PR #734, opened 2023-01-02
Preview page attachments in public pages

### LINKED ISSUE #718: Can't zoom in uploaded file in record
**Low priority**

## Steps to reproduce
1. Create a module with a field of type file
2. Click on `All records`
3. Add a new record
4. Upload a file
5. Save the record
6. Hover over the uploaded file and see the magnifying glass appear
7. Click on the file and see that nothing happens
7.1. Also can we add margin/padding on the right side of the file so it looks better?

## Video of issue
Image

## Why doesn't this work
The preview modal is only initialized on public pages so it will only work there

## TODO
- [x] move the attachment modal from public/pages/view, to namespace/view so the view can be used in both places

katrinDY:
Moved attachment modal from Public/Pages/View to Namespace/View so attachments can be previewed in the admin area of compose

### DIFF
--- a/client/web/compose/src/views/Namespace/View.vue
+++ b/client/web/compose/src/views/Namespace/View.vue
@@ -45,11 +45,14 @@
         </div>
       </div>
     </div>
+
+    <attachment-modal />
   </div>
 </template>
 
 <script>
 import { mapGetters } from 'vuex'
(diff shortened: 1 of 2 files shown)


Fajfa (approved):
LGTM

PR #741, opened 2023-01-04
Add a nicer error when trying to delete in use sens. levels

### LINKED ISSUE #651: Error when trying to delete a sensitivity level added to a connection
## Error
Image

## Steps to reproduce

--- Exercise directions ---
Return the entries above, every line intact.

--- Result of this exercise ---
PR #734, opened 2023-01-02
Preview page attachments in public pages

### LINKED ISSUE #718: Can't zoom in uploaded file in record
**Low priority**

## Steps to reproduce
1. Create a module with a field of type file
2. Click on `All records`
3. Add a new record
4. Upload a file
5. Save the record
6. Hover over the uploaded file and see the magnifying glass appear
7. Click on the file and see that nothing happens
7.1. Also can we add margin/padding on the right side of the file so it looks better?

## Video of issue
Image

## Why doesn't this work
The preview modal is only initialized on public pages so it will only work there

## TODO
- [x] move the attachment modal from public/pages/view, to namespace/view so the view can be used in both places

katrinDY:
Moved attachment modal from Public/Pages/View to Namespace/View so attachments can be previewed in the admin area of compose

### DIFF
--- a/client/web/compose/src/views/Namespace/View.vue
+++ b/client/web/compose/src/views/Namespace/View.vue
@@ -45,11 +45,14 @@
         </div>
       </div>
     </div>
+
+    <attachment-modal />
   </div>
 </template>
 
 <script>
 import { mapGetters } from 'vuex'
(diff shortened: 1 of 2 files shown)


Fajfa (approved):
LGTM

PR #741, opened 2023-01-04
Add a nicer error when trying to delete in use sens. levels

### LINKED ISSUE #651: Error when trying to delete a sensitivity level added to a connection
## Error
Image

## Steps to reproduce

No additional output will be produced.